Based on the varying distribution densities of Mel filters across different frequency ranges, we designed a three-channel improved Mel energy spectrum feature. This fused feature exhibits superior inter-class separability.

(2)

We propose a multi-scale frequency-adaptive network to enhance the model’s learning capability. This model employs a frequency-adaptive module and an attention mechanism, combined with a multi-scale fusion module.

(3)

To address imbalanced sample distribution problems, we introduce a sample augmentation strategy based on a time–frequency mask, data confusion, and a focal loss function. This improves the model’s performance on complex samples.

(4)

Systematic experiments were conducted using the ShipsEar dataset to evaluate the improved features and the proposed model. The results demonstrate that the recognition accuracy reached 98.4% for five classes and 88.6% for nine classes, outperforming existing models.

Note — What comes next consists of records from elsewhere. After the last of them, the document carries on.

PR #1550, opened 2024-06-01
Use Maven Wrapper to build

slawekjaranowski:
We should control Maven version used for builds


slawekjaranowski:
This one is needed https://github.com/apache/maven-integration-testing/pull/345

cstamas (approved):

PR #1551, opened 2024-06-02
Sisu update w strict cp scanning

cstamas:
Same as https://github.com/apache/maven/pull/1546 but enables new feature: strict classpath scanning


cstamas:
This experiment is done, change will be done in other PR

PR #1556, opened 2024-06-05
[MNG-8141] Model builder should report problems it finds during build

cstamas:
And not rely that model was validated, which is not true in some cases. Model builder can still easily detect issues with models while building them.

Provides "escape hatch" for projects stuck on invalid models in form of user property that can be enabled with `-Dmaven.modelBuilder.failOnInvalidModel=false`, this reverts to _old_ behaviour of maven, and the JavaFX reproducer goes back to error "unable to resolve" errors with uninterpolated `${javafx.platform}` property as classifier.

---

https://issues.apache.org/jira/browse/MNG-8141


cstamas:
This PR results in these FATAL issues being reported in JavaFX issue:
https://gist.github.com/cstamas/288a773459ef026e1500699b7a109451

slawekjaranowski (approved):

cstamas:
This change is wrong, am about to roll it back and do alternative fix

cstamas:
Reverted

PR #1558, opened 2024-06-05
[MNG-8066] Default exception handler does not handle recursion

cstamas:
If there is a recursion in throwable causes, Maven will hang forever, instead to return.

---

https://issues.apache.org/jira/browse/MNG-8066


slawekjaranowski (commented):
can we ad a unit test for it?

slawekjaranowski (approved):

PR #1567, opened 2024-06-07
[MNG-8141] Another attempt

cstamas:
WIP


cstamas:
The reproducer now looks like this https://gist.github.com/cstamas/36903dd7701cbae94d5971211e835b05
And is good, goal is to raise awareness to a presence of invalid model in the build. Build still fails due MNG-8147

PR #1571, opened 2024-06-10
[MNG-7194] Change expectation for missing property evaluation

pzygielo:

PR #1574, opened 2024-06-10
[MNG-7194] Change expectation for missing property evaluation

pzygielo:
- Like #1571 but for master


pzygielo:
- The [failure](https://github.com/apache/maven/actions/runs/9448106653/job/26021560449?pr=1574#step:5:2679) - as in #1571 -  is _expected_ with current implementation.
However the current implementation is not expected by me.

jira-importer:
Resolve #8255

PR #1575, opened 2024-06-10
[MNG-8150] Handle absent source/target files in transfer listener

pshevche:
## Summary
The PR address two issues observed in the `SimplexTransferListener` and `ConsoleMavenTransferListener`:
1. [TransferResource#getFile()](https://github.com/apache/maven-resolver/blob/master/maven-resolver-api/src/main/java/org/eclipse/aether/transfer/TransferResource.java#L170) can be null. The current `SimplexTransferListener` will break with an NPE if the `file` is not set on the resource.
2. `TransferResource` is not immutable and does not implement `equals` or `hashCode,` making its usage in collections brittle. Listener consumers are not guaranteed to reuse the same instance across listener invocations. I suggest wrapping it in an immutable identifier.

Let me know if I am overthinking this or if anything else is needed.

Resolves https://issues.apache.org/jira/browse/MNG-8150

### DIFF
--- a/maven-embedder/src/main/java/org/apache/maven/cli/transfer/ConsoleMavenTransferListener.java
+++ b/maven-embedder/src/main/java/org/apache/maven/cli/transfer/ConsoleMavenTransferListener.java
@@ -35,7 +35,7 @@ import org.eclipse.aether.transfer.TransferResource;
  */
 public class ConsoleMavenTransferListener extends AbstractMavenTransferListener {
 
-    private Map<TransferResource, Long> transfers = new LinkedHashMap<>();
+    private Map<TransferResourceIdentifier, TransferResourceAndSize> transfers = new LinkedHashMap<>();
     private FileSizeFormat format = new FileSizeFormat(Locale.ENGLISH); // use in a synchronized fashion
     private StringBuilder buffer = new StringBuilder(128); // use in a synchronized fashion
 
@@ -65,18 +65,19 @@ public class ConsoleMavenTransferListener extends AbstractMavenTransferListener 
     @Override
     public void transferProgressed(TransferEvent event) throws TransferCancelledException {
         TransferResource resource = event.getResource();
-        transfers.put(resource, event.getTransferredBytes());
+        transfers.put(
+                new TransferResourceIdentifier(resource),
+                new TransferResourceAndSize(resource, event.getTransferredBytes()));
 
         buffer.append("Progress (").append(transfers.size()).append("): ");
 
-        Iterator<Map.Entry<TransferResource, Long>> entries =
-                transfers.entrySet().iterator();
+        Iterator<TransferResourceAndSize> entries = transfers.values().iterator();
         while (entries.hasNext()) {
-            Map.Entry<TransferResource, Long> entry = entries.next();
-            long total = entry.getKey().getContentLength();
-            Long complete = entry.getValue();
+            TransferResourceAndSize entry = entries.next();
+            long total = entry.resource.getContentLength();
+            Long complete = entry.transferredBytes;
 
-            String resourceName = entry.getKey().getResourceName();
+            String resourceName = entry.resource.getResourceName();
 
             if (printResourceNames) {
                 int idx = resourceName.lastIndexOf('/');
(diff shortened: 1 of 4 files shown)


cstamas:
Looks nice, but the maven-3.9.x branch (Maven 3.9.x) is Java 8...

pshevche:
> Looks nice, but the maven-3.9.x branch (Maven 3.9.x) is Java 8...

Yeah, I see that now :) Do you want me to keep records on this branch and use a class on `maven-3.9.x` branch or would you rather prefer the same style everywhere?

cstamas:
No, IMO records on master (Maven 4, that is Java 17) is ok, I just warned you when you try to backport this to maven-3.9.x branch...

pshevche:
> No, IMO records on master (Maven 4, that is Java 17) is ok, I just warned you when you try to backport this to maven-3.9.x branch...

Makes sense, thank you. Here is the PR for backport: https://github.com/apache/maven/pull/1576

cstamas (approved):

slawekjaranowski (approved):

maven-embedder/src/main/java/org/apache/maven/cli/transfer/ConsoleMavenTransferListener.java
```diff
@@ -35,7 +35,7 @@
  */
 public class ConsoleMavenTransferListener extends AbstractMavenTransferListener {
 
-    private Map<TransferResource, Long> transfers = new LinkedHashMap<>();
+    private Map<TransferResourceIdentifier, TransferResourceAndSize> transfers = new LinkedHashMap<>();
```
gnodet, line 38: Those 3 fields should be `final`.

maven-embedder/src/main/java/org/apache/maven/cli/transfer/ConsoleMavenTransferListener.java
```diff
@@ -35,7 +35,7 @@
...
     private FileSizeFormat format = new FileSizeFormat(Locale.ENGLISH); // use in a synchronized fashion
```
gnodet, line 39: We need to get rid of the `Locale.ENGLISH` parameter which is unused, though this can be done in a subsequent PR.

maven-embedder/src/main/java/org/apache/maven/cli/transfer/ConsoleMavenTransferListener.java
```diff
@@ -35,7 +35,7 @@
  */
 public class ConsoleMavenTransferListener extends AbstractMavenTransferListener {
```
gnodet, line 36: Can we add a comment specifying that this class is not thread safe and should only be used from a single thread, or wrapped in the `SimplexTransferListener` ?

gnodet (changes requested):
Two minor changes would be nice if included.

maven-embedder/src/main/java/org/apache/maven/cli/transfer/ConsoleMavenTransferListener.java
pshevche: Done in https://github.com/apache/maven/pull/1575/commits/274f1807ab0fcef625efadb26aabcaa2be1fe31b

maven-embedder/src/main/java/org/apache/maven/cli/transfer/ConsoleMavenTransferListener.java
pshevche: Done in https://github.com/apache/maven/pull/1575/commits/274f1807ab0fcef625efadb26aabcaa2be1fe31b

maven-embedder/src/main/java/org/apache/maven/cli/transfer/ConsoleMavenTransferListener.java
pshevche: Addressed in https://github.com/apache/maven/pull/1579

cstamas (approved):

gnodet (approved):

PR #1587, opened 2024-06-17
[MNG-8160] Recreate the transformed artifact if it has been deleted (by the clean goal for example)

gnodet:


cstamas (approved):
But a JIRA for this?

PR #1601, opened 2024-07-08
Fix Maven 4 extensions

gnodet:
- **Add rootDirectory to XmlReaderRequest and fix maven-core exported artifacts**
- **Set the thread context classloader to the container realm to fix class loading from extensions**


gnodet:
Required for https://github.com/apache/maven-xinclude-extension/pull/1

cstamas (approved):

PR #1612, opened 2024-07-11
[MNG-8180] Fail install/deploy if rogue Maven Plugin metadata found

cstamas:
Resolver handles transparently the repository metadata, and in case of plugins it peeks into META-INF/maven/plugin.xml of given artifact JAR to figure out needed metadata bits (prefix, name, etc).

But, this was done "blindly", while it is expected that GA of JAR artifact without classifier (requirement for maven plugins) and GA in embedded plugin metadata must be same.

Decision here is to fail hard, prevent this being installed and deployed, as this is most probably wrong (unsure what maven-indexer or even Sonatype search would do in this case).

---


gnodet (approved):

jira-importer:
Resolve #9818

PR #1613, opened 2024-07-11
[Experiment] Leave out dep from depMgmt

cstamas:
As dep is "stronger" anyway, on conflict resolution will win.


cstamas:
Superseded by https://github.com/apache/maven/pull/1617

PR #151, opened 2019-05-13
billing update to the readme

royalPanic:
A simple update to address that using the GMAPI is no longer free in order to not confuse newcomers looking to set up the bot.

### DIFF
--- a/README.md
+++ b/README.md
@@ -1,5 +1,3 @@
-
-
 # Dozer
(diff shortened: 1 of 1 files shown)


octocynth:
The CI failure is due to an unrelated issue. Once the other checks have passed, I'll temporarily disable it to allow merging this.

PR #180, opened 2020-05-19
Round 2 of Issue Closing

tweirtx:
After this PR, I'm backing away for a while to work on something else. Hopefully these issue closures as well as my other PRs have helped restart the heart of the Dozer project :)

### DIFF
--- a/dozer/__main__.py
+++ b/dozer/__main__.py
@@ -17,7 +17,7 @@ config = {
         'key': 'Put TOA API key here',
         'app_name': 'Dozer',
     },
-    'db_url': 'sqlite:///dozer.db',
+    'db_url': 'postgres://POSTGRES URL HERE',
     'gmaps_key': "PUT GOOGLE MAPS API KEY HERE",
     'discord_token': "Put Discord API Token here.",
     'is_backup': False
--- a/dozer/__main__.py
+++ b/dozer/__main__.py
@@ -28,10 +28,12 @@ if os.path.isfile(config_file):
     with open(config_file) as f:
         config.update(json.load(f))
 
-asyncio.get_event_loop().run_until_complete(db_init(config['db_url']))
 
 with open('config.json', 'w') as f:
     json.dump(config, f, indent='\t')
+
+asyncio.get_event_loop().run_until_complete(db_init(config['db_url']))
+
 
 if 'discord_token' not in config:
     sys.exit('Discord token must be supplied in configuration')
--- a/dozer/cogs/moderation.py
+++ b/dozer/cogs/moderation.py
@@ -391,10 +391,10 @@ class Moderation(Cog):
     @command()
     @has_permissions(kick_members=True)
     async def customlog(self, ctx, *, reason):
-        """Sends a message to the mod log specifying the member has been warned without punishment."""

The organization of this paper is as follows: Section 2 details the methodology, including feature extraction and model design; Section 3 covers the experimental analysis, detailing the experimental data, settings, and a comprehensive analysis of the results.

2. Materials and Methods

2.1. Feature Extraction

The Mel energy spectrum is a spectrogram derived from the short-time spectrum via a Mel filter bank. These filters are designed based on the human auditory system, which is more sensitive to lower frequencies and less sensitive to higher frequencies. A Mel filter bank typically consists of multiple triangular band-pass filters with a dense distribution in the low-frequency range and a sparse distribution in the high-frequency range. Adjacent triangular band-pass filters overlap, each responding to a specific frequency range [26]. Therefore, the Mel energy spectrum retains more low-frequency information, benefiting target classification and recognition. The particular steps for extracting the Mel energy spectrum features are as follows.

(1)

Conduct short-time Fourier transform to the signal $s(n)$ to obtain the amplitude spectrum $|S(t,f)|$:

$$\left|S(t,f)\right|=\left|{\displaystyle \sum _{m=-\infty }^{+\infty }s(n)w(m-n)}{e}^{-{\displaystyle \frac{j2\pi kn}{N}}}\right|,0\le k\le N-1,$$

(1)

where $t$ and $f$ are the time and the, and $w(n)$ is the Hamming window.

(2)

Obtain the energy density function $P(t,f)$ of $s(n)$ based on $|S(t,f)|$:

$$P(t,f)=S(t,f)\times S^{\ast }(t,f),$$

(2)

where $S^{\ast }(t,f)$ is the complex conjugate of $S(t,f)$.

(3)

Translate the energy density function $P(t,f)$ through a set of Mel filters; the energy density function ${\tilde{P}}_{mel}(t,f)$ after filtering is expressed as

$${\tilde{P}}_{mel}(t,f)={\displaystyle \sum _{m=1}^N{\displaystyle {\sum }_{k=f_{m-1}}^{f_{m+1}}P(t,f)H_m[k]}},$$

(3)

where $N$ represents the number of triangular bandpass filters in the Mel filter bank, and $H_m[k]$ is the frequency response function of a triangular bandpass filter with a center frequency $f_m$ and a response frequency range of $(f_{m-1},f_{m+1})$. $H_m[k]$ is defined as follows:

$$H_m[k]=\left\{\begin{array}{c} 0 k<f_{m-1} or k>f_{m+1}\\ {\displaystyle \frac{2(k-f_{m-1})}{(f_{m+1}-f_{m-1})(f_m-f_{m-1})}} f_{m-1}\le k\le f_m \\ {\displaystyle \frac{2(f_{m+1}-k)}{(f_{m+1}-f_{m-1})(f_m-f_{m-1})}} f_m\le k\le f_{m+1}, \end{array}\right.$$

(4)

where the center frequency $f_m$ of the Mel filter can be obtained from the corresponding frequency $f$:

$$f_m=2959\times {\log }_{10}(1+{\displaystyle \frac{f}{700}}).$$

(5)

(4)

Transform the energy density function ${\tilde{P}}_{mel}(t,f)$ of the Mel-filtered signal into a logarithmic scale to obtain the logarithmic Mel energy spectrum $P_{mel}(t,f)$:

$$P_{mel}(t,f)={\log }_{10}({\tilde{P}}_{mel}(t,f)).$$

(6)

The characteristic information of ship-radiated noise is primarily concentrated in the low-frequency range. To obtain more comprehensive low-frequency information, we adjust the number of Mel filters in the high-frequency and low-frequency ranges while extracting Mel energy spectrum features. We designed different feature extraction schemes by increasing the number of Mel filters in the low-frequency range.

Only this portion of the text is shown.